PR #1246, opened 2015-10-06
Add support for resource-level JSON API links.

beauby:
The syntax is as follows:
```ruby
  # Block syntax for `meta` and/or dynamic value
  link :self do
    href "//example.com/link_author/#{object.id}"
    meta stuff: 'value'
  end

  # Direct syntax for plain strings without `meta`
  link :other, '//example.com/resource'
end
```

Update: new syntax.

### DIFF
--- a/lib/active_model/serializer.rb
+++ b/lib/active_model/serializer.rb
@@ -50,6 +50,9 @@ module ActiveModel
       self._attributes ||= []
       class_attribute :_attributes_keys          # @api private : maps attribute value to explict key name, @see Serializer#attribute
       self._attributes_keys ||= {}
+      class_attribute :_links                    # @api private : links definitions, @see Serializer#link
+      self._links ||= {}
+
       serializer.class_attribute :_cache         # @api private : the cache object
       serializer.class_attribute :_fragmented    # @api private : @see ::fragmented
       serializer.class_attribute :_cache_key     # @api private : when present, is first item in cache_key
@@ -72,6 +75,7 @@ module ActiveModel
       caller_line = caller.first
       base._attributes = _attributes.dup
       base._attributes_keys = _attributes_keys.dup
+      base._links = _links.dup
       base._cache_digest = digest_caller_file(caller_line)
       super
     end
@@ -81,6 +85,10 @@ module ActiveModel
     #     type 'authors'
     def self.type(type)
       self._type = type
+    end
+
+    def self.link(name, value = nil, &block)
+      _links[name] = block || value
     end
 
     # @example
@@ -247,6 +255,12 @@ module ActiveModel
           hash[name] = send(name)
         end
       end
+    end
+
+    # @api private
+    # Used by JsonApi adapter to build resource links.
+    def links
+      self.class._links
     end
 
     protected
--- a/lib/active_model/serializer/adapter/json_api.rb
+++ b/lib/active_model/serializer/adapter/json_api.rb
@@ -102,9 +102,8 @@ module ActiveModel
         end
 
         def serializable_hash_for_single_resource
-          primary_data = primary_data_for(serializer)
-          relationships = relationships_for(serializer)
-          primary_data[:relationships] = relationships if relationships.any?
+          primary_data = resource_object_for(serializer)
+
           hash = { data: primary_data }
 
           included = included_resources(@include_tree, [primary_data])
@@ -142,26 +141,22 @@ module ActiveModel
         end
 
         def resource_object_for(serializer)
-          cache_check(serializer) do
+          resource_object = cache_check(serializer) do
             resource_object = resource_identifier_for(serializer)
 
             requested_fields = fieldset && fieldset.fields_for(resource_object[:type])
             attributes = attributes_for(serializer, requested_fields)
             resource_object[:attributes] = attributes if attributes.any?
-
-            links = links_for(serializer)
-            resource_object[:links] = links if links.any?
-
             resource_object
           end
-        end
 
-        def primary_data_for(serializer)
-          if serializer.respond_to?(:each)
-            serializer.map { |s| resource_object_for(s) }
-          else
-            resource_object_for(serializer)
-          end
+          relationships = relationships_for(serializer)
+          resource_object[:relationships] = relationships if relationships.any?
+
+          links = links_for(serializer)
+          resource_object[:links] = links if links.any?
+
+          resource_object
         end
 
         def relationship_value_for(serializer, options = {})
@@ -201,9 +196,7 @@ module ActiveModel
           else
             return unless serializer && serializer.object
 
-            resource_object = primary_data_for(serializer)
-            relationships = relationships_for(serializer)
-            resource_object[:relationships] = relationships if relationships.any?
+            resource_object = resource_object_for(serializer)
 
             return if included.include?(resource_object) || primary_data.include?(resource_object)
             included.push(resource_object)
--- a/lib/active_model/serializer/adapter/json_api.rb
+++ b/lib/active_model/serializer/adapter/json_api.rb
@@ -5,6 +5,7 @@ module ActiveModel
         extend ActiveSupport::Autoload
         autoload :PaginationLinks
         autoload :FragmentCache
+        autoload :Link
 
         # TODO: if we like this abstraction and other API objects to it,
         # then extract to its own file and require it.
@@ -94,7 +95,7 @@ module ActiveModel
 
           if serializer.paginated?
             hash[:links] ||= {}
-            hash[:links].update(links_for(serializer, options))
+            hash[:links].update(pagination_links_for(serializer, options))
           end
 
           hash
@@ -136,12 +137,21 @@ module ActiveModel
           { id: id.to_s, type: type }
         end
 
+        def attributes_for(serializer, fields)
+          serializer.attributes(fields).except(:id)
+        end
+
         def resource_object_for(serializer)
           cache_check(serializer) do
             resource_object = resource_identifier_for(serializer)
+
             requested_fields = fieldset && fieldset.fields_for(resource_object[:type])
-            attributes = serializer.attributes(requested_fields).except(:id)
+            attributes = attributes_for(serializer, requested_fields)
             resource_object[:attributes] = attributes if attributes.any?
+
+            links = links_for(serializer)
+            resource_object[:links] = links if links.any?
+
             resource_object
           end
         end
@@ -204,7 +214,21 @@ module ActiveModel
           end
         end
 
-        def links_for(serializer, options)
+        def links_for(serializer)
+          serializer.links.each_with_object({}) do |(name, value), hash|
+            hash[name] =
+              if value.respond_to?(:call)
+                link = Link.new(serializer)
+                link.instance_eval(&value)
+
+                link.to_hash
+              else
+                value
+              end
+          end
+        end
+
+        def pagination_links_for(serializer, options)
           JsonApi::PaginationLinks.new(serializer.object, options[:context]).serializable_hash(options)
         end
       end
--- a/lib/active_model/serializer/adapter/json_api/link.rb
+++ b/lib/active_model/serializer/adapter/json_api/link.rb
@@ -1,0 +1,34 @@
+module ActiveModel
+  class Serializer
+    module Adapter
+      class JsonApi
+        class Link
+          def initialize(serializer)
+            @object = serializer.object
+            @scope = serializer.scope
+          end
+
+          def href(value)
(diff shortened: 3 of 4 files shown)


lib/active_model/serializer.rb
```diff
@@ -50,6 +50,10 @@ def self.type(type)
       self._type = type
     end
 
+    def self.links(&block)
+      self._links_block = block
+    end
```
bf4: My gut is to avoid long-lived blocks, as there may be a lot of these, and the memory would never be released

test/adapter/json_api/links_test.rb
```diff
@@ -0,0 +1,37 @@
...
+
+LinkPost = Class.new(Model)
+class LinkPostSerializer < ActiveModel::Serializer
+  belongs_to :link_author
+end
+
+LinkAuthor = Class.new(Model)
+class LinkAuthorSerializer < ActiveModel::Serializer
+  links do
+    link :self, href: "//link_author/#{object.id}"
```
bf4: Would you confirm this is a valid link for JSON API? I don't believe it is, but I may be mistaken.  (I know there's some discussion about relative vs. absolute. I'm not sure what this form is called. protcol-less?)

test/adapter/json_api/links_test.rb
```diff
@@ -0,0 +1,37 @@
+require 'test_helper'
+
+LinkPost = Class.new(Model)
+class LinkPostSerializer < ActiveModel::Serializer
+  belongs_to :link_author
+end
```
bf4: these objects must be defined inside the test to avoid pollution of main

> **Exercise**
Give back, word for word, only the lines above from the line holding "autoload :PaginationLinks" to the line holding "link = Link.new(serializer)", both included.

> **Final answer**
         autoload :PaginationLinks
         autoload :FragmentCache
+        autoload :Link
 
         # TODO: if we like this abstraction and other API objects to it,
         # then extract to its own file and require it.
@@ -94,7 +95,7 @@ module ActiveModel
 
           if serializer.paginated?
             hash[:links] ||= {}
-            hash[:links].update(links_for(serializer, options))
+            hash[:links].update(pagination_links_for(serializer, options))
           end
 
           hash
@@ -136,12 +137,21 @@ module ActiveModel
           { id: id.to_s, type: type }
         end
 
+        def attributes_for(serializer, fields)
+          serializer.attributes(fields).except(:id)
+        end
+
         def resource_object_for(serializer)
           cache_check(serializer) do
             resource_object = resource_identifier_for(serializer)
+
             requested_fields = fieldset && fieldset.fields_for(resource_object[:type])
-            attributes = serializer.attributes(requested_fields).except(:id)
+            attributes = attributes_for(serializer, requested_fields)
             resource_object[:attributes] = attributes if attributes.any?
+
+            links = links_for(serializer)
+            resource_object[:links] = links if links.any?
+
             resource_object
           end
         end
@@ -204,7 +214,21 @@ module ActiveModel
           end
         end
 
-        def links_for(serializer, options)
+        def links_for(serializer)
+          serializer.links.each_with_object({}) do |(name, value), hash|
+            hash[name] =
+              if value.respond_to?(:call)
+                link = Link.new(serializer)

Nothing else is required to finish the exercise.